A collaborative team of researchers from MIT, the MIT-IBM Watson AI Lab, IBM Research, and other institutions have made significant progress in analyzing unlabeled audio and visual data to enhance the performance of machine learning models. This new technique combines two self-supervised learning architectures, contrastive learning and masked data modeling, in order to advance machine learning tasks such as speech recognition and object detection without the need for annotation. By leveraging the power of self-supervised learning, the researchers aim to replicate how humans comprehend and perceive the world around us.
Yuan Gong, an MIT postdoc in the Computer Science and Artificial Intelligence Laboratory (CSAIL), explains, “A larger portion of human knowledge is learned in a self-supervised way because we don’t always receive supervision signals, and we want to enable the machine learning model to possess the same capability.” Jim Glass, an MIT senior research scientist and member of the MIT-IBM Watson AI Lab, adds, “Self-supervised learning often serves as the foundation of an initial model as it can learn from vast amounts of unlabeled data. Subsequently, classical supervised learning or reinforcement learning can be employed to fine-tune the model for specific purposes.”
The technique, known as the contrastive audio-visual masked autoencoder (CAV-MAE), employs a neural network capable of learning meaningful latent representations from acoustic and visual data, thereby mapping them into high-dimensional space. The network is trained using large YouTube datasets containing 10-second clips of audio and video. The researchers emphasize that their approach outperforms previous methods by explicitly modeling the relationships between audio and visual data.
The research team includes Yuan Gong, Jim Glass, graduate students Andrew Rouditchenko and Alexander H. Liu from MIT, David Harwath from the University of Texas at Austin, and MIT-IBM Watson AI Lab members Leonid Karlinsky and Hilde Kuehne, who is also affiliated with Goethe University Frankfurt. They recently presented their method at the International Conference on Learning Representations.
A joint and coordinated approach
The collaborative approach taken by the researchers involved combining two distinct methods in the CAV-MAE model: masked data modeling and contrastive learning. Masked data modeling involves taking a video and its corresponding audio waveform, converting the audio to a spectrogram, and masking 75% of both data types. The model is then trained to reconstruct the missing information based on the masked inputs, using the difference between the reconstructed prediction and the original audio-visual combination as a training signal.

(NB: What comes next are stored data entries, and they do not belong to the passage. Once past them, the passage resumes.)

PR #196, opened 2020-02-25
increase test coverage for some smaller classes

Ladicek:


implementation/core/src/main/java/io/smallrye/faulttolerance/core/async/FutureExecution.java
```diff
@@ -51,7 +50,8 @@ public V get() throws InterruptedException, ExecutionException {
 
             @Override
             public V get(long timeout, TimeUnit unit) throws InterruptedException, ExecutionException, TimeoutException {
-                return task.get().get(timeout, unit);
+                // at worst, the timeout here could possibly be 2x the requested value
+                return task.get(timeout, unit).get(timeout, unit);
```
Ladicek: This is actually a bugfix for an issue I found when writing the test. If the `@Asynchronous` method itself blocks, then `get(long, TimeUnit)` wasn't able to return within given timeout, because we were doing an unlimited `get()` first.

Downside of the solution here is that the real timeout could, in the worst case possible, be 2x the requested value. Which probably isn't all that bad.

PR #1284, opened 2026-06-12
Update to OpenTelemetry 1.62.0 to resolve CVE

jasondlee:
Update artifact version
Add now-needed SecurityManager check

See: https://github.com/advisories/GHSA-rcgg-9c38-7xpx

### DIFF
--- a/pom.xml
+++ b/pom.xml
@@ -63,8 +63,8 @@
         <version.microprofile-context-propagation-api>1.3</version.microprofile-context-propagation-api>
         <!-- this is the last Mutiny version that supports Java 11 -->
         <version.mutiny>2.7.0</version.mutiny>
-        <!-- OpenTelemetry 1.48.0 is required by MicroProfile Telemetry 2.1 (MP Platform 7.1) -->
-        <version.opentelemetry>1.48.0</version.opentelemetry>
+        <!-- note that MicroProfile Telemetry 2.1 (MP Platform 7.1) requires 1.48.0  -->
+        <version.opentelemetry>1.62.0</version.opentelemetry>
         <version.opentracing>0.33.0</version.opentracing>
         <version.rxjava3>3.1.12</version.rxjava3>
         <!-- this is the last SmallRye Common version that supports Java 11 -->
@@ -417,6 +417,7 @@
             </dependency>
         </dependencies>
     </dependencyManagement>
+
     <build>
         <plugins>
             <plugin>
@@ -448,7 +449,35 @@
             </plugin>
         </plugins>
     </build>
+
     <profiles>
+        <profile>
+            <id>security-manager</id>
+            <activation>
+                <jdk>(,22]</jdk>
+            </activation>
+            <build>
+                <plugins>
+                    <plugin>
+                        <groupId>org.apache.maven.plugins</groupId>
+                        <artifactId>maven-surefire-plugin</artifactId>
+                        <executions>
+                            <execution>
+                                <id>security-manager-test</id>
+                                <phase>test</phase>
+                                <goals>
+                                    <goal>test</goal>
+                                </goals>
+                                <configuration>
+                                    <argLine>-Djava.security.manager -Djava.security.policy=${maven.multiModuleProjectDirectory}/java.policy</argLine>
+                                </configuration>
+                            </execution>
+                        </executions>
+                    </plugin>
+                </plugins>
+            </build>
+        </profile>
+
         <profile>
             <id>not-release</id>
             <activation>
--- a/implementation/fault-tolerance/src/main/java/io/smallrye/faulttolerance/metrics/OpenTelemetryProvider.java
+++ b/implementation/fault-tolerance/src/main/java/io/smallrye/faulttolerance/metrics/OpenTelemetryProvider.java
@@ -1,5 +1,7 @@
 package io.smallrye.faulttolerance.metrics;
 
+import java.security.AccessController;
+import java.security.PrivilegedAction;
 import java.util.Map;
 import java.util.concurrent.ConcurrentHashMap;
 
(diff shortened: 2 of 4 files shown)


rhusar:
@jasondlee Can you link/share the SM failure? Because if it were the `buildWithCallback` specifically, that we use in multiple places. So just to be sure this will cover all cases.

jasondlee:
> @jasondlee Can you link/share the SM failure? Because if it were the `buildWithCallback` specifically, that we use in multiple places. So just to be sure this will cover all cases.

Sure. Give me a few minutes to reproduce...

jasondlee:
> @jasondlee Can you link/share the SM failure? Because if it were the `buildWithCallback` specifically, that we use in multiple places. So just to be sure this will cover all cases.

Here's the error from the WildFly expansion testsuite:

```
java.security.AccessControlException: WFSM000001: Permission check failed (permission "("java.lang.RuntimePermission" "getClassLoader")" in code source "(vfs:/content/                                    FaultToleranceOpenTelemetryIntegrationTestCase.war/WEB-INF/classes <no signer certificates>)" of "null")
    at org.wildfly.security.elytron-base@2.9.1.Final//org.wildfly.security.manager.WildFlySecurityManager.checkPermission(WildFlySecurityManager.java:341)
    at org.wildfly.security.elytron-base@2.9.1.Final//org.wildfly.security.manager.WildFlySecurityManager.checkPermission(WildFlySecurityManager.java:233)
    at java.base/java.lang.ClassLoader.checkClassLoaderPermission(ClassLoader.java:2060)
    at java.base/java.lang.Thread.getContextClassLoader(Thread.java:1502)
    at io.opentelemetry.sdk@1.62.0//io.opentelemetry.sdk.metrics.internal.state.CallbackRegistration.<init>(CallbackRegistration.java:39)
    at io.opentelemetry.sdk@1.62.0//io.opentelemetry.sdk.metrics.internal.state.CallbackRegistration.create(CallbackRegistration.java:68)
    at io.opentelemetry.sdk@1.62.0//io.opentelemetry.sdk.metrics.InstrumentBuilder.buildLongAsynchronousInstrument(InstrumentBuilder.java:89)
    at io.opentelemetry.sdk@1.62.0//io.opentelemetry.sdk.metrics.SdkLongUpDownCounter$SdkLongUpDownCounterBuilder.buildWithCallback(SdkLongUpDownCounter.java:86)
    at io.smallrye.fault-tolerance@6.11.1//io.smallrye.faulttolerance.metrics.OpenTelemetryProvider.<init>(OpenTelemetryProvider.java:49)
```
This could *probably* use a test in this code base like I did for SmallRye OpenTelemetry. I can work on that.

jasondlee:
@rhusar I've added a SM-enabled surefire execution. The policy file is wide open, but there's no real way to avoid that, given how surefire works and what it needs, but it does exercise the SM branch.

pom.xml
```diff
@@ -63,8 +63,7 @@
         <version.microprofile-context-propagation-api>1.3</version.microprofile-context-propagation-api>
         <!-- this is the last Mutiny version that supports Java 11 -->
         <version.mutiny>2.7.0</version.mutiny>
-        <!-- OpenTelemetry 1.48.0 is required by MicroProfile Telemetry 2.1 (MP Platform 7.1) -->
-        <version.opentelemetry>1.48.0</version.opentelemetry>
+        <version.opentelemetry>1.62.0</version.opentelemetry>
```
Ladicek, line 67: I don't mind the other changes, but what about this one? I know there are breaking changes. What OpenTelemetry version do you use in WildFly? Also, CC @brunobat, what OpenTelemetry version do we use in Quarkus?

brunobat: Quarkus is currently on SDK 1.60.1 and it's also being upgraded to 1.62.0 https://github.com/quarkusio/quarkus/pull/54794

rhusar: @Ladicek We are trying to upgrade OpenTelemetry in WildFly – https://github.com/wildfly/wildfly/pull/20093 – which prompted existence of this PR.

Ladicek: OK, so 1.62.0 looks good. Thanks!

Ladicek (approved):

Ladicek:
I assume you need a release after this gets merged?

jasondlee:
> I assume you need a release after this gets merged?

Yes. That would be very much appreciated. :)

pom.xml
```diff
@@ -448,7 +449,35 @@
...
+                                </goals>
+                                <configuration>
+                                    <argLine>-Djava.security.manager -Djava.security.policy=${maven.multiModuleProjectDirectory}/java.policy</argLine>
+                                </configuration>
+                            </execution>
+                        </executions>
+                    </plugin>
+                </plugins>
+            </build>
+        </profile>
```
rhusar, line 479: Not sure if the recent push fixed this, but what's the idea behind this?

 I tried running the tests WITHOUT the fix and they passed. So this is not an effective test?

pom.xml
```diff
@@ -448,7 +449,35 @@
             </plugin>
         </plugins>
     </build>
+
     <profiles>
+        <profile>
+            <id>security-manager</id>
+            <activation>
+                <jdk>(,22]</jdk>
+            </activation>
```
rhusar, line 458: This activation is problematic in general.

This would mean **always** run with security manager with those JDKs and leaving out the code paths without security managers on those JDKs. This is less of a problem since in CI we test with later JDKs so at least those code paths are then tested on recent JDKs. That's why in general we make the security manager profiles configurable = opt in.

But I ll leave this to maintainer @Ladicek

Ladicek: That's not actually true. This profile _adds_ a Surefire execution with security manager enabled, but the default Surefire execution _doesn't_ have secman enabled, so it is OK.

pom.xml
Ladicek: This is quite possible. If I recall, on the 6.x branch, we actually don't use OpenTelemetry in tests. Well, except perhaps of the TCK, I would expect _that_ to fail I think...

jasondlee: That's a good question, and I really don't know for sure. It _feels_ a little odd as it all it does is exercise the other side of the SecMan check branch, which ultimately runs the same code, just inside the `doPrivileged`. It doesn't seem like it really adds much other than execution time on certain JDKs, but I am 1) trying to be thorough and 2) looking for feedback. Happy to remove this is we think it doesn't really add much.

pom.xml
rhusar: Oh ok, correct about the adding, nevertheless, point stands it's still problematic as it's not controllable, i.e. you may not want to run it for different combinations in e.g. CI or local run. 

Again - I leave that to you.

Ladicek: I think it's fine. I mean, 6.x is effectively dead or will be relatively soon, so I don't really mind :-)

jasondlee: @Ladicek @rhusar Are there any changes you would like me to make? Sounds like the surefire execution is of dubious value, and I'm happy to remove that if you'd like, but is there anything else? Would be nice to have this released today so we can get WF updated...

Ladicek: 6.11.2 should be in Central now.

jasondlee: I see it. Much appreciated.

PR #1319, opened 2026-09-09
Bump OTel to 1.63.0

Ladicek:


Ladicek:
CC @brunobat @jasondlee @rhusar 

This is per @brunobat request for Quarkus 3.x, so I wonder if this is OK for WildFly as well.

rhusar:
@jasondlee How do we usually handle the alignment? I assume this is fine as this will just recompile against later version.

FWIW WildFly is currently on:

> [INFO] +- io.opentelemetry:opentelemetry-api:jar:1.48.0:compile

jasondlee:
> @jasondlee How do we usually handle the alignment? I assume this is fine as this will just recompile against later version.
> 
> FWIW WildFly is currently on:
> 
> > [INFO] +- io.opentelemetry:opentelemetry-api:jar:1.48.0:compile

This is probably fine. It's already well ahead of where WildFly is and seems to run without issue. WildFly will be updating soon as part of the update to MP Telemetry 2.2, so we should see the version gap close, at the very least, if not go away altogether. Worst case scenario, we can branch off a version prior to this update if needed in WildFly.

jasondlee (approved):

Ladicek:
Makes sense, thanks!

On the other hand, contrastive learning aims to map similar representations close to each other. For example, the model would learn to associate different video and audio data of parrots and distinguish them from pairs of video and audio of guitars playing. This method involves passing audio-visual pairs through separate modality encoders and then keeping the audio and visual components separate within the joint encoder. The model performs pooling and contrastive loss to identify the relevant parts of each modality.
The combination of these two techniques in the CAV-MAE model leads to improved performance. By leveraging multiple forward data streams with masking, modality-specific encoders, and layer normalization, the researchers found that CAV-MAE outperformed other state-of-the-art methods on audio-visual retrieval and audio-visual event classification tasks. These tasks involved identifying sounds or actions within data and searching for missing audio or visual components in a query pair.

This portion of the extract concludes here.